WHAT THIS TASK INVOLVES
Look below for the lines from the one with "The tab character has" to the one with "I would like", and copy exactly those lines, both ends included.

EXERCISE INPUT
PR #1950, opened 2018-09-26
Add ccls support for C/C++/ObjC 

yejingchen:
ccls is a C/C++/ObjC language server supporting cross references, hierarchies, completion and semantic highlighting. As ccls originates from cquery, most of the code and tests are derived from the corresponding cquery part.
---
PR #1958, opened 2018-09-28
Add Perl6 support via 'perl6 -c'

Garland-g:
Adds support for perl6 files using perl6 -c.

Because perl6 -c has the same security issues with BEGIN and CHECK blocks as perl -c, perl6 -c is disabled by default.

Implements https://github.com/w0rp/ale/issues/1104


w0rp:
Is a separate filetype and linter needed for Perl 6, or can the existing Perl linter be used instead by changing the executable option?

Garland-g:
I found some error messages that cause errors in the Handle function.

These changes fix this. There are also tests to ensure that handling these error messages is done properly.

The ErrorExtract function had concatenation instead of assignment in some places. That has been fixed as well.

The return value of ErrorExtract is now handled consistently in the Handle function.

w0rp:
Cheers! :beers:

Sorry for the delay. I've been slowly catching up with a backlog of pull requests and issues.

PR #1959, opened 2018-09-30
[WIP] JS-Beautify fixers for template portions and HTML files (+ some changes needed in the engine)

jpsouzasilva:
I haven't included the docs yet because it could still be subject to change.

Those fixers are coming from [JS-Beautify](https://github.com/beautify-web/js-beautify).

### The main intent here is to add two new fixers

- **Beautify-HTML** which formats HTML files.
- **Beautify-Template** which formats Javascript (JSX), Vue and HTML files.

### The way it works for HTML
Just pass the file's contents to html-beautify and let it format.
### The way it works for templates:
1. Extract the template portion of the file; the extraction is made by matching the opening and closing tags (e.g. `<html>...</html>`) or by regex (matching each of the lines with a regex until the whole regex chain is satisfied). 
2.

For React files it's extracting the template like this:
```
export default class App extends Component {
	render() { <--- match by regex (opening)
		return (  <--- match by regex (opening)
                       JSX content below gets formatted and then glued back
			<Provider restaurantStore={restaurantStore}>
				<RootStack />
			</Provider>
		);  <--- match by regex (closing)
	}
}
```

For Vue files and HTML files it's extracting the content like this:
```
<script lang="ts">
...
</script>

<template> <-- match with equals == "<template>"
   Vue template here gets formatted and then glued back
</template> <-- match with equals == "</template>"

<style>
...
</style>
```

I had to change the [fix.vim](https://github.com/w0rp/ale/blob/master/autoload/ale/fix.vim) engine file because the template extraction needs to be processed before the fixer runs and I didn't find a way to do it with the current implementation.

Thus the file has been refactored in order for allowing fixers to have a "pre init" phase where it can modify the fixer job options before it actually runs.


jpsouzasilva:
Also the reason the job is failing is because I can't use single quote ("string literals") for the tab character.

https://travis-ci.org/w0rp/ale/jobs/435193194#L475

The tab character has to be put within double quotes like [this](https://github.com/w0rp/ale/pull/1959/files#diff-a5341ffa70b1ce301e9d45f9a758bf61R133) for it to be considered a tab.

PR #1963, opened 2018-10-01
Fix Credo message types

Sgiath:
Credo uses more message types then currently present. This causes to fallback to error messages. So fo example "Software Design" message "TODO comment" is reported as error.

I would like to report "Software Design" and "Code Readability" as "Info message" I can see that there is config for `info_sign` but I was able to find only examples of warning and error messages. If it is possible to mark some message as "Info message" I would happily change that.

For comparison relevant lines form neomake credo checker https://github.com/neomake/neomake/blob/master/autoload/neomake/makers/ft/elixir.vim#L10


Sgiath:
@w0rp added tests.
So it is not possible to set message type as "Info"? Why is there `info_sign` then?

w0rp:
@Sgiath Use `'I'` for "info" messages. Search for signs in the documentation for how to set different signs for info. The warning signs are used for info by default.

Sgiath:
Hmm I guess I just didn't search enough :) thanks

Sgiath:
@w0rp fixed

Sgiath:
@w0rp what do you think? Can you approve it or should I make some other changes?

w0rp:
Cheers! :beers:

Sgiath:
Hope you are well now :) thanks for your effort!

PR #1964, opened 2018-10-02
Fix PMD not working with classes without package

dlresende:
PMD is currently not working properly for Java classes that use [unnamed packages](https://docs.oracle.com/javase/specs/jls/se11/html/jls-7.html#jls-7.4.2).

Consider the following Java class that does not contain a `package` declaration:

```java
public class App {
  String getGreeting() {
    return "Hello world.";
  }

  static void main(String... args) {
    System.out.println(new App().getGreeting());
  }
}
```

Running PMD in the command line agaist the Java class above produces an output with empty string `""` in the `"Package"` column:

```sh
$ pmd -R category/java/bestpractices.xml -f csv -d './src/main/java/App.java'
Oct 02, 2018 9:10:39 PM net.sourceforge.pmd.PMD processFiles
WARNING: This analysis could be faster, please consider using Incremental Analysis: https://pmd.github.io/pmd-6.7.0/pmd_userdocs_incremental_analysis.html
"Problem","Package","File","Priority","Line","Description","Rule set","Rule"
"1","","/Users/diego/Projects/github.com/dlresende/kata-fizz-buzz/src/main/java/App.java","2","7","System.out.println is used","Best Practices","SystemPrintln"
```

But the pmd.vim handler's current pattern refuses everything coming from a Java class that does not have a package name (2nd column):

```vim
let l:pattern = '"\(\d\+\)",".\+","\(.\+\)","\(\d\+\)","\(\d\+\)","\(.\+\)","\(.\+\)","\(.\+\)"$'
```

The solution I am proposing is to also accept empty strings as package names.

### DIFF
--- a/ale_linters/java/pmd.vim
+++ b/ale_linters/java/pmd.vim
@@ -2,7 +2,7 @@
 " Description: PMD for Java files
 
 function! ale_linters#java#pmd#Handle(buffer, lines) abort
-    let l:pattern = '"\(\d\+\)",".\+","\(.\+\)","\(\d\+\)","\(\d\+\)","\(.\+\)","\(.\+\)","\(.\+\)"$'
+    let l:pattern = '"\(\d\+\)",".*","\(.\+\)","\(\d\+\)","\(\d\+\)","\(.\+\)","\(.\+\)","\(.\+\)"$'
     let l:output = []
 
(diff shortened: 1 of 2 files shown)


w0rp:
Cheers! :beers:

ANSWER SPACE
The tab character has to be put within double quotes like [this](https://github.com/w0rp/ale/pull/1959/files#diff-a5341ffa70b1ce301e9d45f9a758bf61R133) for it to be considered a tab.

PR #1963, opened 2018-10-01
Fix Credo message types

Sgiath:
Credo uses more message types then currently present. This causes to fallback to error messages. So fo example "Software Design" message "TODO comment" is reported as error.

I would like to report "Software Design" and "Code Readability" as "Info message" I can see that there is config for `info_sign` but I was able to find only examples of warning and error messages. If it is possible to mark some message as "Info message" I would happily change that.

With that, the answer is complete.